Modeling of the spread of disease using Cellular Automata and Nearest Neighbor Interactions

Depending on the institution and particular definitional boundaries employed, some major branches of bioengineering may be categorized as (note these may overlap):
- Biomedical engineering: application of engineering principles and design concepts to medicine and biology for healthcare purposes.
  - Tissue engineering
  - Neural engineering
  - Pharmaceutical engineering
  - Clinical engineering
  - Biomechanics
- Biochemical engineering: fermentation engineering, application of engineering principles to microscopic biological systems that are used to create new products by synthesis, including the production of protein from suitable raw materials.
- Biological systems engineering: application of engineering principles and design concepts to agriculture, food sciences, and ecosystems.
- Bioprocess engineering: develop technology to monitor the conditions of where a particular process takes place, (Ex: bioprocess design, biocatalysis, bioseparation, bioenergy)
- Environmental health engineering: application of engineering principles to control the environment for the health, comfort, and safety of human beings. It includes the field of life-support systems for the exploration of outer space and the ocean.
- Human factors and ergonomics engineering: application of engineering, physiology, and psychology to the optimization of the human-machine relationship. (Ex: physical ergonomics, cognitive ergonomics, human–computer interaction)
- Biotechnology: the use of living systems and organisms to develop or make products. (Ex: pharmaceuticals, Bioinformatics, Genetic engineering.)
- Biomimetics: the imitation of models, systems, and elements of nature to solve complex human problems. (Ex: velcro, designed after George de Mestral noticed how easily burs stuck to a dog's hair.)
- Bioelectrical engineering
- Biomechanical engineering: is the application of mechanical engineering principles and biology to determine how these areas relate and how they can be integrated to potentially improve human health.
- Bionics: an integration of Biomedical, focused more on the robotics and assisted technologies. (Ex: prosthetics)
- Bioprinting: utilizing biomaterials to print cells, tissues and organs.
- Biorobotics: utilizing advanced electronics and sensors to make prosthetics or biohybrid robots.
- Systems biology: Molecules, cells, organs, and organisms are all investigated in terms of their interactions and behaviors.

== Organizations ==
- Accreditation Board for Engineering and Technology (ABET), the U.S.-based accreditation board for engineering B.S. programs, makes a distinction between biomedical engineering and biological engineering, though there is much overlap (see above).
- American Institute for Medical and Biological Engineering (AIMBE) is made up of 1,500 members.
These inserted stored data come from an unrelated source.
PR #419, opened 2026-08-10
fix: pre-resize key images with Lanczos3 to avoid Nearest-filter aliasing

danshapiro:
## Problem

The elgato-streamdeck crate's convert_image_with_format resizes with FilterType::Nearest for every device kind, so OpenDeck's 144x144 rendered keys get nearest-neighbor-downscaled to native key resolution — e.g. 80x80 on a Stream Deck Mini, a non-integer 1.8x ratio — producing visibly aliased/jagged icons.

## Fix

Pre-resize in elgato.rs to kind().key_image_format().size with Lanczos3 so the crate's resize is a no-op; also upgraded the encoder LCD fallback 72x72 resize from Nearest to Lanczos3 for consistency. Note the Infobar path already uses Lanczos3, so this aligns the remaining paths.

## Testing

Built and running on Windows against a Stream Deck Mini, 80x80 BMP keys — clearly visible smoothing improvement on real hardware. Author runs this patch daily.

## Alternative considered

Fixing the filter upstream in the elgato-streamdeck crate itself, but pre-sizing in OpenDeck works regardless of the crate's behavior and keeps the change local.

### DIFF
--- a/src-tauri/src/elgato.rs
+++ b/src-tauri/src/elgato.rs
@@ -1,5 +1,6 @@
-use crate::encoder_layouts::generate_encoder_image;
 use crate::events::inbound;
+use crate::shared::{ActionInstance, Encoder, config_dir};
+use crate::store::profiles::{acquire_locks, get_slot};
 
 use std::collections::HashMap;
 use std::sync::Arc;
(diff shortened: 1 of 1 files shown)


danshapiro:
The CLA is a little too broad, so I'll just submit it as an issue in case
that's helpful. Thanks for the great code.

My Book <http://hotseatbook.com>   |   My Twitter
<http://www.twitter.com/danshapiro>   |   My Turtles
<http://www.robotturtles.com/>   |   My, it'd be nice to work together
<http://glowforge.com/jobs>

nekename:
An issue and PR have already been opened here as well as an issue and PR upstream on the library, so please follow those discussions instead of creating even more :sweat:

PR #429, opened 2026-08-19
Let a device place its encoders among the keys

tommasobbianchi:
## The problem

`DeviceView` always draws encoders in a row below the keypad. That is right for every Elgato
device and for the Stream Deck+, but not for hardware that puts a dial *in* the same strip as
the keys.

The VSD Stream Dock N1 is portrait: a strip along the top edge holds two small screens with
buttons behind them and a third with the knob under it, and fifteen keys sit below. Whichever
way the strip is mapped into the grid, the knob ends up in a row of its own beneath fifteen
keys it is physically above, so the deck on screen is laid out differently from the one under
the user's hands. It is not cosmetic in use: you reach for the dial by looking at the app and
find the wrong end of the device.

## The change

A device may now report `encoder_slots`: the keypad position of each encoder that is
physically among the keys. `encoder_slots[i]` is where encoder `i` is drawn.

* Listed encoders are drawn in place of that keypad cell.
* Anything not listed keeps the row below the keypad, exactly as now.
* The field defaults to empty via `serde_inline_default`, so **every existing device and every
  plugin that does not send it is unaffected** -- including the Elgato path, which passes an
  empty vector explicitly.

Grid navigation follows the same split: the encoder row is only counted as a row when
something is left in it, and `overflowsY` likewise.

## Testing

Built and run against a VSD Stream Dock N1 through a mirajazz-based plugin
([tommasobbianchi/opendeck-vsd-n1](https://github.com/tommasobbianchi/opendeck-vsd-n1)) that
registers `encoder_slots: [2]`: the dial is drawn in the top strip next to the two buttons, and
the fifteen keys fill the rows below, matching the hardware. An Elgato Stream Deck was not
available to me, so the unchanged path is argued from the code rather than measured -- worth a
second pair of eyes on that.

Happy to adjust the shape of the field. An alternative would have been a single "encoders come
first" flag, but that still leaves the dial on a row of its own rather than in the strip where
it belongs, so it would not have solved this device.

### DIFF
--- a/src-tauri/src/elgato.rs
+++ b/src-tauri/src/elgato.rs
@@ -166,6 +166,8 @@ async fn init(device: AsyncStreamDeck, device_id: String) {
 				encoders: kind.encoder_count(),
 				touchpoints: kind.touchpoint_count(),
 				infobars: if kind == Kind::Neo { 1 } else { 0 },
+				// Every Elgato device keeps its dials in a row of their own.
+				encoder_slots: Vec::new(),
 				r#type: device_type,
 			},
 		},
--- a/src-tauri/src/shared.rs
+++ b/src-tauri/src/shared.rs
@@ -42,6 +42,11 @@ pub struct DeviceInfo {
 	pub touchpoints: u8,
 	#[serde_inline_default(0)]
 	pub infobars: u8,
+	/// Keypad positions that are physically a dial rather than a key, for devices where the
+	/// encoders sit among the keys instead of in a row of their own. Encoders listed here are
+	/// drawn in place; any not listed keep the row below the keypad.
+	#[serde_inline_default(Vec::new())]
+	pub encoder_slots: Vec<u16>,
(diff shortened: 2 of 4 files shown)


Terrorwolf01:
We had a similar PR just recently rejected (#427) in Favor for #359. So this is probably gonna be rejected also.

tommasobbianchi:
Closing this in favour of #359.

I opened this before reading the discussion on #427, where the same objection applies: adding a repositioning field per device quirk keeps the layout model rigid and gets messy fast. An explicit layout is the right level to solve it at.

I've posted the device this came from over on #359 as a concrete test case — it has a rotary encoder that sits *inline with two keys* in a strip above the keypad, and whose screen is a discrete 64x64 panel rather than a shared touch strip, which is a case the current draft doesn't quite cover yet.

Thanks @Terrorwolf01 for the pointer.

Their main goal is to educate the public about the value biological engineering has in our world, as well as invest in research and other programs to advance the field. They give out awards to those dedicated to innovation in the field, and awards of achievement in the field. (They do not have a direct contribution to biological engineering; they recognize those who do and encourage the public to continue that forward movement).
- Institute of Biological Engineering (IBE) is a non-profit organization that runs on donations alone. They aim to encourage the public to learn and to continue advancements in biological engineering. (Like AIMBE, they do not perform research directly; however, they offer scholarships to students who show promise in the field).
- Society for Biological Engineering (SBE) is a technological community associated with the American Institute of Chemical Engineers (AIChE). SBE hosts international conferences, and is a global organization of leading engineers and scientists dedicated to advancing the integration of biology with engineering.
- MediUnite Journal is a medical awareness campaign and newspaper that has often published biomedical findings and has cited biomedicine in various research papers.